[Records drawn from a dataset]
Segment Open
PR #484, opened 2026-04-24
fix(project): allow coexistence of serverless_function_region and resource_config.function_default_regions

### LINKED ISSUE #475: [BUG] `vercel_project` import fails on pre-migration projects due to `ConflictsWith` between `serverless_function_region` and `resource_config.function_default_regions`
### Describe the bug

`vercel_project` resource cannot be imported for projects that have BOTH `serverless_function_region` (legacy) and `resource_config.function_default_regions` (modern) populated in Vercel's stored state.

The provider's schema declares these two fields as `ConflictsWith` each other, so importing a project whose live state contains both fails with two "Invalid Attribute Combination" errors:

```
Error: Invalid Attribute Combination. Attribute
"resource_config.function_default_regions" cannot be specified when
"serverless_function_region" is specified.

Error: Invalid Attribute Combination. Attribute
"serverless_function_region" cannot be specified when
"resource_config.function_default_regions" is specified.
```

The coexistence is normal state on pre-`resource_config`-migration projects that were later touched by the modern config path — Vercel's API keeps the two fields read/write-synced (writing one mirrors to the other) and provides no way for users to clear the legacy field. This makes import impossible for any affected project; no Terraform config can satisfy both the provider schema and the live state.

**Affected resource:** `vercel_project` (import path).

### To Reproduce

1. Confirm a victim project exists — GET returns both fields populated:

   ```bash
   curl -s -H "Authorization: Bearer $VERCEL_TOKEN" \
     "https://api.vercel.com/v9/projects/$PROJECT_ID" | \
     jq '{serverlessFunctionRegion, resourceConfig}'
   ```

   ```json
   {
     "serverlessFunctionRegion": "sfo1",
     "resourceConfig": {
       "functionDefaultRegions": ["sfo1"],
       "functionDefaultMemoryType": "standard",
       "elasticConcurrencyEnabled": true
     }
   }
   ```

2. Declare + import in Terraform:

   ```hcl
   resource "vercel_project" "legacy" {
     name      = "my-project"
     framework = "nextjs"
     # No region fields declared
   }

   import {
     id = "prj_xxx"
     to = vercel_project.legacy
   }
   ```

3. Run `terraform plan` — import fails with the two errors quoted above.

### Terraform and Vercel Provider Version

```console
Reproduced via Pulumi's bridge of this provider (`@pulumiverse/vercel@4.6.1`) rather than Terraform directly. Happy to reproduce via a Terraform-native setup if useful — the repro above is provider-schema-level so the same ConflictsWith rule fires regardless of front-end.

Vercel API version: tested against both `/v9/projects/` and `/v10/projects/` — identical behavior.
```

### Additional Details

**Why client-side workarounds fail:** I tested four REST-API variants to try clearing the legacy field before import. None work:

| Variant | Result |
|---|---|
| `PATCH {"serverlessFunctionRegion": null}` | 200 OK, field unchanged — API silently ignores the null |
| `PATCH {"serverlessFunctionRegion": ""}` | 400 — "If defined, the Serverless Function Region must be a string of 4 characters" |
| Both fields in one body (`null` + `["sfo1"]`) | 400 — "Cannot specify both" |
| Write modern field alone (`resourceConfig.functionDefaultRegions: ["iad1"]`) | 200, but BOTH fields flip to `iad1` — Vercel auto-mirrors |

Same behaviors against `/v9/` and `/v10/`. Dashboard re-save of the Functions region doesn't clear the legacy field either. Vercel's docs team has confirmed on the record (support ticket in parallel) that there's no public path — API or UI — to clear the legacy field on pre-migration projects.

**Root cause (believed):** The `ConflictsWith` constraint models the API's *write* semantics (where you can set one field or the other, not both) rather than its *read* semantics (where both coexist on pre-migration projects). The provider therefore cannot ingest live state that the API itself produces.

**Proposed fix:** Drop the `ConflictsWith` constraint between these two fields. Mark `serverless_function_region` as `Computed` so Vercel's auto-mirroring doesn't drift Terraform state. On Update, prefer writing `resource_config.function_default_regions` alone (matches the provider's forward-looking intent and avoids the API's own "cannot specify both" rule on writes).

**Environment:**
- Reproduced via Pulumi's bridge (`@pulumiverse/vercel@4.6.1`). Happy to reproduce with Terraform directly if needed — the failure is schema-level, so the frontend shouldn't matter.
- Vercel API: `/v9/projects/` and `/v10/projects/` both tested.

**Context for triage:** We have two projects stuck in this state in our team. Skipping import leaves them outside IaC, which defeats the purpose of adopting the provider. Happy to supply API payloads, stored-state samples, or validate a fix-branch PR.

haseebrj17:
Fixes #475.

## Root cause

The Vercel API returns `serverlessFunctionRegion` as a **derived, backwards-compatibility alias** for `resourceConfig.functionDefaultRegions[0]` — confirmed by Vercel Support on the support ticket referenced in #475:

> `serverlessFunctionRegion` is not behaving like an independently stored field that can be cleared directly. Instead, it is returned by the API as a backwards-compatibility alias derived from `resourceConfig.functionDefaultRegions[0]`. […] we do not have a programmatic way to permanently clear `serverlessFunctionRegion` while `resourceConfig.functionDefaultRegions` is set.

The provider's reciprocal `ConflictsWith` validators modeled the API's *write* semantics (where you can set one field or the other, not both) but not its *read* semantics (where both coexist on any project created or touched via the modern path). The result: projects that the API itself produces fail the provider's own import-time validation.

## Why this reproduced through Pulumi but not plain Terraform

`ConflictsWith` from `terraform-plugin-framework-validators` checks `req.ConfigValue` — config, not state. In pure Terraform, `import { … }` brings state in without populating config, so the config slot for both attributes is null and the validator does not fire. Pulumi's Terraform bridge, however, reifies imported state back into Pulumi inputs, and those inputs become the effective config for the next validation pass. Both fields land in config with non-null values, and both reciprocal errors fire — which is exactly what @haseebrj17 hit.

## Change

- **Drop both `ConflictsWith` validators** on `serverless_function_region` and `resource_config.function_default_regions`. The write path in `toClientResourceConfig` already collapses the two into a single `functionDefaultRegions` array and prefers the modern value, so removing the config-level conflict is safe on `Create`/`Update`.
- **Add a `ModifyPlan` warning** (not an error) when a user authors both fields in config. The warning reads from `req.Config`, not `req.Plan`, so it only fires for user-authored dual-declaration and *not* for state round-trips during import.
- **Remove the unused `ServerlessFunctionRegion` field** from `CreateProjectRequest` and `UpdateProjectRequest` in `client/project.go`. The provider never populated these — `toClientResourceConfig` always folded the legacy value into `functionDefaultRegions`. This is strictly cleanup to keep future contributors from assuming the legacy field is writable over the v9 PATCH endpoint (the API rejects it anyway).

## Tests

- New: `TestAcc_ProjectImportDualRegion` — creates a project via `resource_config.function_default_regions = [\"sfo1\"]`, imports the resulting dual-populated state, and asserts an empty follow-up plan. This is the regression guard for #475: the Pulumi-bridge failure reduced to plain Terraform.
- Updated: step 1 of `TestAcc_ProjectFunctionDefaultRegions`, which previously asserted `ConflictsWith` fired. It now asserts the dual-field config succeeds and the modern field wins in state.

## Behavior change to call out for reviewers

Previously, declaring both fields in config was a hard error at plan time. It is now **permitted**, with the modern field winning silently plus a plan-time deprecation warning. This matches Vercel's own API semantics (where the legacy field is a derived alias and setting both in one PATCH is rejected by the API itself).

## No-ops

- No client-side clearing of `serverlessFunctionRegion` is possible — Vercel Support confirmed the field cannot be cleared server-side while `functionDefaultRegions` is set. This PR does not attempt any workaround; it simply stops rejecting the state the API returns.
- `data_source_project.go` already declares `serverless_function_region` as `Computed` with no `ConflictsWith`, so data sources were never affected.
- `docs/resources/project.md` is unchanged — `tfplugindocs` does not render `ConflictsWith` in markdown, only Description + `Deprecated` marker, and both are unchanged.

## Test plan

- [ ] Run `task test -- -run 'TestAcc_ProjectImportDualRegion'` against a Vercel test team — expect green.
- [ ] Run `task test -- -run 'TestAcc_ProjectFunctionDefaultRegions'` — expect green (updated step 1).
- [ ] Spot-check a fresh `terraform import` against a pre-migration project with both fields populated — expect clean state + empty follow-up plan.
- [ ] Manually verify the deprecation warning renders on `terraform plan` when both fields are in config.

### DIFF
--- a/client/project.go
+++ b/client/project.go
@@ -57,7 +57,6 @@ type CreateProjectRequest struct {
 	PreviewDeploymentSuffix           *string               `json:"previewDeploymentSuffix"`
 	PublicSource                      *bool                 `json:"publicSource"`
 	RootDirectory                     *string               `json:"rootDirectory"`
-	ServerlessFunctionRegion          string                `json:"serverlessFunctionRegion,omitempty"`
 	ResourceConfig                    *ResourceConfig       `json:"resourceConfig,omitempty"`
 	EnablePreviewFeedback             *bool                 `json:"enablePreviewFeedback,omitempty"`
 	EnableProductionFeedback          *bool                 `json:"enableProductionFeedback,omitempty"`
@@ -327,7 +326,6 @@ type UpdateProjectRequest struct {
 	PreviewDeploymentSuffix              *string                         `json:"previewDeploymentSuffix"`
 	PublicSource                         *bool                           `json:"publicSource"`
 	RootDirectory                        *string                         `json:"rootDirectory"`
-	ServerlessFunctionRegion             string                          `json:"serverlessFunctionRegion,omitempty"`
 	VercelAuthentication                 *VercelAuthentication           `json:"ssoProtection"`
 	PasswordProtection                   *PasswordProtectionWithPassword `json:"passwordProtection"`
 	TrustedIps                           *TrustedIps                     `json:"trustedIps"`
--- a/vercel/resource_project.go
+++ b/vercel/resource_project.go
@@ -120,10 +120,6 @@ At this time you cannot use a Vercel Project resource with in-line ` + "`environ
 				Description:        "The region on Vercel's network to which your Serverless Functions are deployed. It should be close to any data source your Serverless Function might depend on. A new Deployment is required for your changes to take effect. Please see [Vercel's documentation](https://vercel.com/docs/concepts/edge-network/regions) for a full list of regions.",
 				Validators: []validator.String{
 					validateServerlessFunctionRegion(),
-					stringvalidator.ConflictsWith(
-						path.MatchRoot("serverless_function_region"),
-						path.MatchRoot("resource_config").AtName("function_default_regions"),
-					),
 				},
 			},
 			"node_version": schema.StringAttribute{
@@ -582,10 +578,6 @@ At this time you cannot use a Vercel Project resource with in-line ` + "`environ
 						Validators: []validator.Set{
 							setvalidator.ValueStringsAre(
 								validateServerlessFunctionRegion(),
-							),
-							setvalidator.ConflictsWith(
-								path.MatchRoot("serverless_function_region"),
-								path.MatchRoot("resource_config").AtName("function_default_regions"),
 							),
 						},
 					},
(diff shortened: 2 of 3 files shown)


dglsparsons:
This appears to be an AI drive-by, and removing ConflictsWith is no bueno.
Segment Closed
Segment Open
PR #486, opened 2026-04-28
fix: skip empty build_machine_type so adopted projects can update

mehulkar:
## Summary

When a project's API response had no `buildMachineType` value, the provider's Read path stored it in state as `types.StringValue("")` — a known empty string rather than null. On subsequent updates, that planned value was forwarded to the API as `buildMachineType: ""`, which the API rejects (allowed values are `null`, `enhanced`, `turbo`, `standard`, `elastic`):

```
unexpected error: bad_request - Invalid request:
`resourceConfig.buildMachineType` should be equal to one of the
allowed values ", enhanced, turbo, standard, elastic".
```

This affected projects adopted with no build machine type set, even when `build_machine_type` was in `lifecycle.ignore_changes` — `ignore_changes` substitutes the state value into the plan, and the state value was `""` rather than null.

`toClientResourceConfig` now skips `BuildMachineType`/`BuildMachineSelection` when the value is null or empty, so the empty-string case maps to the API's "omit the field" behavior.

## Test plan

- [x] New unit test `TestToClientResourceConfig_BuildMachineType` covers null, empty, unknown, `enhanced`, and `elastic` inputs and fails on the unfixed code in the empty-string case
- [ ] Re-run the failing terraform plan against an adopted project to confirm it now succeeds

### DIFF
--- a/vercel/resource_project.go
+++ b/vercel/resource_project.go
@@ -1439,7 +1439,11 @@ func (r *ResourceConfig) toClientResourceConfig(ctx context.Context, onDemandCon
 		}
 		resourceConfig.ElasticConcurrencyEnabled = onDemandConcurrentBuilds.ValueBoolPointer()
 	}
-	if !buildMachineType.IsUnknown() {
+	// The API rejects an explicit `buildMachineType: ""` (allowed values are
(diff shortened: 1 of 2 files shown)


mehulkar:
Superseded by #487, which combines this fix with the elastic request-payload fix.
Segment Closed
Segment Open
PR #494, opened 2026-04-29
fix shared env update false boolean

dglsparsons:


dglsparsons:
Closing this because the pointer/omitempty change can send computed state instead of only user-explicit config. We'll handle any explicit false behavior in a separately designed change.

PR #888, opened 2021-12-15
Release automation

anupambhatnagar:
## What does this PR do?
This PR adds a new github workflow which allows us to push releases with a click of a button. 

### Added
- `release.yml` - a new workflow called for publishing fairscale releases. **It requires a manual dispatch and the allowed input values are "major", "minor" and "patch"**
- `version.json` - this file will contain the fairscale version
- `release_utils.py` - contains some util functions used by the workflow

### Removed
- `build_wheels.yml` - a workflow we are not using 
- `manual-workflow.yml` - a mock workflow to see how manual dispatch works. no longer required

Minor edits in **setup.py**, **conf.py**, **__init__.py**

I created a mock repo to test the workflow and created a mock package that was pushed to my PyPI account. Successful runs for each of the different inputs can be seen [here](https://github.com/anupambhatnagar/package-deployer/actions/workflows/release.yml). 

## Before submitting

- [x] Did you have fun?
Segment Closed
Give back, exactly as written, the stretch from the line with "PR #484, opened 2026-04-24" through the line with "fix(project): allow coexistence", and no other lines from the records above.

**Problem solution:**
PR #484, opened 2026-04-24
fix(project): allow coexistence of serverless_function_region and resource_config.function_default_regions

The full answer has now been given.